No relationship was observed between patient demographic characteristics, including age, gender, cigarette smoking, and alcohol drinking, and the success rate of both the BPAL-7 and BPAL-10 regimens. Previous studies have also demonstrated the eradication rate of levofloxacin-containing regimens was not associated with age [45, 46, 48], gender [4547], smoking status [25, 46], and education level [46].

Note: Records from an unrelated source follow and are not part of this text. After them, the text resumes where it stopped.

PR #113, opened 2022-01-13
Fix stringio

### LINKED ISSUE #39: Various streams are now bytes

local-minimum:
Resolves #39 

There might be errors with str vs bytes still but they'll have to be dealt with when doing the validation tasks.


skymandr (approved):
Looks good!

PR #115, opened 2022-01-13
Fix models

### LINKED ISSUE #96: `GrayScaleAreaModel` should not define field `values`
# 🐛 Description

The field is part of the base class `Model`:s interface and should not be overridden.

# ✌🏽 Expected behaviour

Should store the values on some other field

# DoD

- [x] Stores values on something else maybe `section_values`
- [x] Integrates all usage
- [x] Update factory so that it handles renaming old `values` to new name (exists helper function)
- [x] Add `values` to reserved words in `models.py`

local-minimum:
Resolves #96 

- Changes name of `values` to `section_values` with backwards compatibility
- Requires sub-models in most cases (except RPCjobModel since it's not deterministic what the content model type should be)

@e-larsson and @BengtRydberg hope this doesn't interfer too much with your stuff.


scanomatic/image_analysis/image_grayscale.py
```diff
@@ -161,8 +162,8 @@ def get_para_trimmed_slice(
 
 
 def get_grayscale(
-    fixture,
-    grayscale_area_model,
+    fixture,  # FixtureImage (but circular import)
```
skymandr, line 165: Could `get_grayscale` move to a different/own file? Worth an issue?

scanomatic/models/scanning_model.py
```diff
@@ -295,7 +296,7 @@ def __init__(
         informed_close_to_end: bool = False,
         compilation_state: COMPILE_STATE = COMPILE_STATE.NotInitialized,
     ):
-
+        assert compile_project_model is not None
```
skymandr, line 299: Same as above, I guess.

scanomatic/models/settings_models.py
```diff
@@ -195,16 +195,22 @@ def __init__(
         scanner_names: Optional[Sequence[str]] = None,
         scanner_sockets: Optional[dict[str, int]] = None,
     ):
+        assert power_manager is not None
```
skymandr, line 198: Same as above.

scanomatic/qc/compilation_results.py
```diff
@@ -1,6 +1,7 @@
 import glob
 import os
 import re
+from typing import Sequence
```
skymandr, line 4: shouldn't this be `collections.abc`?

scanomatic/models/settings_models.py
BengtRydberg, line 198: To me it looks a bit odd to type the class to take optional attributes as input and then directly raise if they are None. Why not just skip the optional typing?

scanomatic/ui_server/data_api.py
```diff
@@ -16,9 +16,8 @@
 from scanomatic.data_processing.norm import NormState
 from scanomatic.data_processing.project import path_has_saved_project_state
 from scanomatic.image_analysis.first_pass_image import FixtureImage
-from scanomatic.image_analysis.grayscale import (
+from scanomatic.image_analysis.grayscale import \
```
skymandr, line 19: I guess we'll have to accept this, and the trailing `,` unless we can get the plugins to work the way we want. Unreasonable to fix these things by hand if the editor then comes to reset it! ;)

skymandr (changes requested):
I'm not really expecting you to change things (beyond the odd small comment that may point to something that is actually wrong), but I would like your comments before proceeding.

scanomatic/image_analysis/image_grayscale.py
local-minimum: It should, or something else should move... I'll make an issue

local-minimum: there's also another function in another file that is called `get_grayscale` and it's a bit confusing.

local-minimum: https://github.com/Scan-o-Matic/scanomatic-standalone/issues/118

scanomatic/models/scanning_model.py
```diff
@@ -130,14 +130,15 @@ def __init__(
...
-        auxillary_info: ScanningAuxInfoModel = ScanningAuxInfoModel(),
+        auxillary_info: Optional[ScanningAuxInfoModel] = None,
         plate_descriptions: tuple["PlateDescription", ...] = tuple(),
         version: str = scanomatic.__version__,
         scanning_program: str = "",
         scanning_program_version: str = "",
         scanning_program_params: Sequence[str] = tuple(),
         cell_count_calibration_id=None,
     ):
+        assert auxillary_info is not None
```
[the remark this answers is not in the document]
local-minimum: There's a reason. There's no safe default immutable default value. Since the models are mutable they really shouldn't be used as default values.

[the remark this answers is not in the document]
local-minimum: I don't think an extra message adds enough, the traceback it would cause is more than enough to know that somehow `auxillariy_info` was `None`.

scanomatic/qc/compilation_results.py
local-minimum: yes must have automatically imported from typing.

scanomatic/ui_server/data_api.py
local-minimum: I can't find it, but feel free to come up with a solution for the plugin

scanomatic/image_analysis/image_grayscale.py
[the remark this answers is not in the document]
local-minimum: I made an issue. Previous circular import refactoring I've done have been .... annoying and exploded in size so rather do that separately.

scanomatic/models/settings_models.py
local-minimum: See my answer to @skymandr  above

BengtRydberg (approved):

scanomatic/models/scanning_model.py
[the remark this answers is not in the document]
skymandr: But not really that it was unexpected, looking at the function signature.

scanomatic/ui_server/data_api.py
skymandr: What plugin are you using?

scanomatic/models/scanning_model.py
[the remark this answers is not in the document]
local-minimum: It must be keywords only arguments by design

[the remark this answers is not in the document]
skymandr: Ouch... But I guess it is safe to make this kind of assert wherever mypy complains, at least.

skymandr (approved):

scanomatic/models/scanning_model.py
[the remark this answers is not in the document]
local-minimum: It's safe to make exactly these I made here at least. Wouldn't dare generalize that much.

PR #116, opened 2022-01-13
Fix mypy errors - part 5

e-larsson:
Part of #51 

The intent was to fix mypy errors in `image_analysis/image_fixture.py` but I think most of the errors originate from the `FixtureImage` init function being too generous in how one can instantiate a `FixtureImage` object.

`FixtureImage` is only used in one place with one of the classmethods.

There are more things which could be improved, such as most of the functions could be moved out of the class, but I spent enough time on this...


scanomatic/image_analysis/image_fixture.py
```diff
@@ -9,112 +8,103 @@
...
+        try:
+            image = load_image_to_numpy(image_path, dtype=np.uint8)
 
-        if (
-            os.path.isfile(pattern_image_path) is False
-            and resource_paths is not None
-        ):
-            pattern_image_path = os.path.join(
-                resource_paths.images,
-                os.path.basename(pattern_image_path),
```
e-larsson, line 47: I didn't understand what this was for and it doesn't seem to be used so I just scrapped it. I'll add it back in if anyone objects.

scanomatic/image_analysis/first_pass_image.py
```diff
@@ -259,27 +260,24 @@ def run_marker_analysis(self, markings=None):
...
-            y_positions_correct_scale
-         ) = im_analysis.find_pattern(markings=markings)
+        try:
+            (
+                x_positions_correct_scale,
+                y_positions_correct_scale
+            ) = im_analysis.find_pattern(markings=markings)
+
+        except FixtureImageError:
+            _logger.error("No markers found")
```
local-minimum, line 276: should it really except this and continue? missing a return? or perhaps it is better that it crashes for now since without finding the pattern nothing really can be done.

scanomatic/image_analysis/image_fixture.py
```diff
@@ -9,112 +8,103 @@
...
-                ),
+    @classmethod
+    def from_image(
+        cls,
+        image: np.ndarray,
+        pattern_image_path: str,
+        scale: float = 1.0,
+    ) -> "FixtureImage":
+        if len(image.shape) > 2:
+            image = image[:, :, 0]
```
local-minimum, line 37:
```suggestion
            # Use first channel of color image
            image = image[:, :, 0]
```

scanomatic/image_analysis/image_fixture.py
```diff
@@ -9,112 +8,103 @@
...
-        )
+                dtype=np.uint8,
+            )
+        except IOError:
+            msg = f"Could not open orientation guide image at {pattern_image_path}"  # noqa: E501
+            _logger.error(msg)
+            raise FixtureImageError(msg)
+
+        if len(pattern_image.shape) > 2:
+            pattern_image = pattern_image[:, :, 0]
```
local-minimum, line 50:
```suggestion
            # Use first channel of color image
            pattern_image = pattern_image[:, :, 0]
```

scanomatic/image_analysis/image_fixture.py
```diff
@@ -9,112 +8,103 @@
...
-        conversion_factor: float = 1.0,
+        conversion_factor: float
     ) -> None:
-
+        _logger.info(f"Scaling to {conversion_factor}")
         self._conversion_factor = conversion_factor
+        self._img = image_basics.Quick_Scale_To_im(
+            im=self._img, scale=conversion_factor
+        )
+        _logger.info("Scaled")
```
local-minimum, line 96:
```suggestion
```

local-minimum (commented):
I'm thinking that in integration tests there's a full image and perhaps it could be nice having an explicit test of this class there and the orientation marker is in `/scanomatic/images/orientation_marker.png`

scanomatic/image_analysis/first_pass_image.py
e-larsson: Hm you're right this wont work. I'll change so it crashes

e-larsson:
@local-minimum I added some integration tests to test the new functions of `FixtureImage`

Although high efficacy and compatibility with the pattern of regional bacterial resistance are the main properties of an ideal pharmacological regimen for eradicating H. pylori, tolerability, patient compliance, simplicity, and cost efficacy should not be neglected [31]. The compliance rates for the BPAL-7 and BPAL-10 regimens were 97.3% and 99.1%, respectively. Despite high compliance rates, ADRs were reported in one-third of patients. The most-reported ADRs were epigastric pain, nausea, vomiting, and bitter taste. Generally, BPAL-7 and BPAL-10 regimens were patient-compatible and well-tolerated.

4.1. Limitations

The main limitations of the present study are the lack of a regional pattern of antibiotic resistance and a local estimate of the H. pylori eradication rate, as well as the small number of patients in the groups. The absence of pretreatment susceptibility assessment for levofloxacin is another drawback. Moreover, the finding may not apply to patients with previous treatment failure and recurrence of the disease.

5. Conclusion

The BPAL-7 and BPAL-10 regimens were patient-compatible and well-tolerated. However, both regimens showed no satisfactory eradication rate. Therefore, these regimens could not be definitive alternative therapies for H. pylori eradication in this region. It is better to evaluate the efficacy and tolerability of this regimen in other geographical areas through more extended studies with a larger sample size.

Abbreviations

H. pylori:Helicobacter pylori
ADRs:Adverse drug reactions
PPI:Proton-pump inhibitor
ITT:Intention-to-treat
PP:Per-protocol
BPAL-7:Bismuth-based quadruple therapy containing pantoprazole, amoxicillin, and levofloxacin for seven days
BPAL-10:Bismuth-based quadruple therapy containing pantoprazole, amoxicillin, and levofloxacin for ten days.

Data Availability

The datasets analyzed during the current study are available from the corresponding author on reasonable request.

Disclosure

A preprint has previously been published [49]. Guilan University of Medical Sciences had no role in the execution of the study, patient recruitment, or data collection.

Conflicts of Interest

The authors declare that they have no conflicts of interest in this work.

Authors’ Contributions

FJ and FMG designed and supervised the procedure of the research. FMG, HS, and BM enrolled participants, and collected data. FJ, SH, and HS analyzed data, and MF, FJ, MA, AMG, and HS drafted the manuscript. MF, SH, and AMG edited and revised the manuscript. All authors have read and approved the final draft of the paper.

Acknowledgments

The study was financially supported by a grant from Guilan University of Medical Sciences, Rasht, Iran (grant number: 1930175713). Our organization has helped us to provide principal materials and drugs. The authors would especially like to thank the assistance and cooperation of the Health Deputy of Gastrointestinal and Liver Diseases Research Center (GLDRC) of Guilan University of Medical Sciences, Rasht, Iran.